PR #7495, opened 2025-08-07
notifications-enhanced@hilyxx: add filters to hide from list, or force a notif as urgent

igorsantos07:
Also:
- critical notification icon now "shakes" the bell's clapper, for a tiny animation to call out some more attention. Tried to make it entirely orange, but I guess it isn't that easy :sweat_smile: 
- includes pt_BR translation, together with some fixes / polishing to existing sentences.

> not from the author, which should be @Hilyxx :nerd_face:

### DIFF
--- a/notifications-enhanced@hilyxx/README.md
+++ b/notifications-enhanced@hilyxx/README.md
@@ -10,5 +10,6 @@ This applet is a fork of the original Notification applet developed for the Cinn
 * Tooltip now displays the number of notifications.
 * New keyboard shortcut to enable or disable notifications.
 * Middle-click on a notification to dismiss it.
+* Filters to hide irrelevant notifications from the list, or force a special app to show as urgent.
 
 ⚠️ To avoid code conflicts (as both applets share parts of the same code), please remove the vanilla Notification applet before installing Notifications Enhanced, then restart Cinnamon.
--- a/notifications-enhanced@hilyxx/files/notifications-enhanced@hilyxx/applet.js
+++ b/notifications-enhanced@hilyxx/files/notifications-enhanced@hilyxx/applet.js
@@ -58,6 +58,8 @@ class CinnamonNotificationsApplet extends Applet.TextIconApplet {
         this.settings.bind("ignoreTransientNotifications", "ignoreTransientNotifications");
         this.settings.bind("showEmptyTray", "showEmptyTray", this._show_hide_tray);
         this.settings.bind("showDisturbIcon", "showDisturbIcon", this._show_disturb_icon);
+        this.settings.bind("blockList", "blockList");
+        this.settings.bind("urgentList", "urgentList");
         this.settings.bind("keyOpen", "keyOpen", this._setKeybinding);
         this.settings.bind("keyClear", "keyClear", this._setKeybinding);
         this.settings.bind("keyMute", "keyMute", this._setKeybinding);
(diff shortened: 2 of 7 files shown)


Hilyxx:
That could be nice, but there are a few issues:
 
**For the "hide notifications from the list" filter:**
- Notifications don’t show up in the list as expected, but they still pop up on screen, so I don’t really see the point here.
- For some apps like flatpaks, the notification still shows up in the list. I tried with the "Fragments" app, for example.
    
**For the urgent notifications filter:**

- The icon animation should probably keep playing until the user clicks it and checks the urgent notification.
- The urgent notification doesn’t show up in the notification list.

There’s also the issue with the app name that needs to be entered in the text field. Sometimes the name shown in the menu doesn’t match the executable name. For example, for gnome-music, you launch it with 'gnome-music', but in the menu it just shows up as 'Music'. Same goes for other apps using names like 'org.gnome.something', or mintinstall.
That adds some complexity for users who aren’t familiar with that kind of setup.

Thanks again for your PR. It’s an interesting idea and I’ll definitely think about it, especially the animated icon, which is pretty cool. But I’m going to decline it for now. I’d rather not add more complexity to the code at this point, considering the issues mentioned above.

igorsantos07:
There is, indeed, a very odd inconsistency with the notifications shown or not on the list. In my use case, I mostly have notifications from the following apps:
- Flameshot: screenshot helper, which tells me when the screenshot failed or not
- blueman: for some reason, every now and then my keyboard disconnects and reconnects, but it's never really an issue for me, and I definitely don't need the history hahah
- Chrome: which never shows anything on that list, I have no clue why
- Slack: as you may guess, very important
- some other applet that warns about applet updates

The thing is: I got so scalded from the repeated and useless notifications from flameshot and blueman, cluttering the notifications widget, that I tend to miss Slack notifications mixed in that mess.
The idea is not to completely hide notifications (as this would be a task for System > Notifications, not an applet), but only hide what shows on the list, considering it a "history of things you didn't see".

That's why I came with the filtering options. Does it make sense?
It would be akin to smartphone settings that allow _us_ to define whether a specific type of notification is high or low priority, given it looks like most apps don't care for defining that (e.g. I noticed Telegram and Slack notifications both show with `is_chat: false`).

This is how my notification list usually looks like, when I'm looking for something I missed when I was away:
image

----------

On the glaring icon issue, I'm a bit confused, as I only changed the position of the bell clapper. I didn't change the icon size (which can be seen in the diff tab), so I guess this would be an existing issue, not introduced by my PR?

-------

And yep, I totally agree with the issue of not knowing the exact name to enter on that list... But I didn't come up with a better idea either. Do you think `*` placeholders (turned into a simple regex) could help?

igorsantos07:
I just copied the source from my development folder directly into `~/.local/yadda-yadda` and... it's working fine with the forced-urgent notification :thinking: 

image

Hilyxx:
@igorsantos07 or @rcalixte, please close this pull request since it won’t be merged. It adds unnecessary complexity to an issue that should be handled through cinnamon-settings rather than this applet.
Also, there’s already an option in the Flameshot settings to disable notifications.

igorsantos07:
Oh, cool. That's how open source software works, right?

You decide _"that PR adds unnecessary complexity"_ because it's actually not a feature you're interested in, so you leave other interested users stuck with their own problems, since they're not yours anyway. _"Because it should be handled by the system"_, even though extensions are made exactly because the system doesn't handle a _lot_ of things we think it should handle.

You say I could disable Flameshot notifications, as if this applet was the only place where notifications show up — as you said with _"that should be handled through cinnamon-settings"_, notifications go through the system, and I DO want them to show up, just don't want them in a history list, which _accidentally_ is exactly what this extension's interface is all about.

Does it help with my argument as to why this feature is important, and why I took my time to code it, and why I spent more time explaining why it is important and how it works with, surprisingly, 40 lines or so of "unnecessary complexity"?

> I understand that, by this time, the so-called "owner" of this extension doesn't care for whatever I have coded, my ideas or suggestions. Nonetheless, I feel it's important to show how rude and egotistical that behavior is. This is not the first time I see such ignorance around this repo... Coincidentally, both around problems related to excessive notifications that no one cares to clean, even though it's public knowledge we live in a world riddled with unnecessary notifications.

PR #7501, opened 2025-08-08
multicore-sys-monitor@ccadeptic23 - v2.3.5

claudiux:
Speed improvement.


multicore-sys-monitor@ccadeptic23/files/multicore-sys-monitor@ccadeptic23/scripts/get-cpu-data3.sh
```diff
@@ -3,22 +3,21 @@
...
 sleepDurationSeconds=1
 
-declare -A prevstat
-
-while IFS=' ' read -r cpu rest
-do
-    [[ "$cpu" =~ ^cpu ]] && prevstat["$cpu"]="$rest"
-done < /proc/stat
+previousDate=$(date +%s%N | cut -b1-13)
+previousStats=$(cat /proc/stat)
```
LeosBitto, line 7: This reverts my last changes - why? Did they not work properly? Additionally, date and cut are called here just to fill an unused variable previousDate, later the same is done with another unused variable currentDate - that seems like a bug which slows down execution of this script (and increases CPU load).

LeosBitto: My version of this script is in another file "get-cpu-data3 (copie).sh" - that's probably a mistake.

claudiux: @LeosBitto Please refer to version 2.6.0, which uses a new script `get-cpu-raw-data.sh` and processes these values in `applet.js` instead of the bash script.

PR #7529, opened 2025-08-14
Add envycontrol applet

zamszowy:
Initial commit with the applet for https://github.com/bayasdev/envycontrol


rcalixte (approved):
@zamszowy Overall, great work as always. Two suggestions:
1. For the visual strings, you should consider making them translatable (and adding a translation template).
2. For the `/bin/bash` invocations, it should be `/usr/bin/bash` and the header in the script should probably be `/usr/bin/env bash` instead of `/bin/bash`.

Neither of these are blockers per se but they would make the applet a bit of a better fit for more people.

Issue #7542, opened 2025-08-17
apt-updates@zamszowy: FR: support hold packages


yrtimiD:
### Applet name and maintainer

apt-updates@zamszowy @zamszowy

### What would you like to see?

Thank you for useful applet, I'd be happy to see support for hold packages, i.e. packages explicitly set to ignore updates with `apt-mark hold <package_name>`
currently `apt list --upgradable` doesn't respects hold packages, so "has updates" status icon will always be on.

minor recommendation: instead of running extra "sleep" process you can use native `Mainloop.timeout_add_seconds()` function or, even better, [`util.setInterval()`](https://github.com/linuxmint/cinnamon-spices-applets/blob/1c5db553b9f9006aa17eeeef47593e529b6a5b7e/.typescript-declarations/cinnamon/misc/util.d.ts#L193)

zamszowy:
@yrtimiD functionality is now moved into updates-notifier@zamszowy applet, which should now skip hold packages, now that it uses `pkcon` instead of `apt`.
Thanks also for code suggestions - applied.

yrtimiD:
checked today, hold packages are shows as "Blocked" by `pkcon get-updates`, so check script still counts them
```
$ pkcon get-updates
Getting updates               [=========================]         
Loading cache                 [=========================]         
Finished                      [=========================]         
Blocked     	libnvidia-compute-535-535.230.02-0ubuntu0.20.04.1.i386 (ubuntu-focal-security-restricted)	NVIDIA libcompute package
Blocked     	libnvidia-decode-535-535.230.02-0ubuntu0.20.04.1.i386 (ubuntu-focal-security-restricted)	NVIDIA Video Decoding runtime libraries
Blocked     	libnvidia-encode-535-535.230.02-0ubuntu0.20.04.1.i386 (ubuntu-focal-security-restricted)	NVENC Video Encoding runtime library
Blocked     	libnvidia-fbc1-535-535.230.02-0ubuntu0.20.04.1.i386 (ubuntu-focal-security-restricted)	NVIDIA OpenGL-based Framebuffer Capture runtime library
```

zamszowy:
@yrtimiD, #7648 should fixed this, although I couldn't reproduce it on my Debian machine - held packages were filtered by  the `pkcon` itself.

PR #7552, opened 2025-08-22
apt-updates@zamszowy: rework into updates-notifier@zamszowy

zamszowy:
Rework apt-updates@zamszowy into applet that no longer depends on `apt`, but is using high-level abstraction layer via `pkcon` from `packagekit` to check/update system packages.


zamszowy:
implements #7542

rcalixte (approved):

• • •

Where a line of the listing holds the string "yrtimiD", copy that line.

yrtimiD:
@yrtimiD functionality is now moved into updates-notifier@zamszowy applet, which should now skip hold packages, now that it uses `pkcon` instead of `apt`.
yrtimiD:
@yrtimiD, #7648 should fixed this, although I couldn't reproduce it on my Debian machine - held packages were filtered by  the `pkcon` itself.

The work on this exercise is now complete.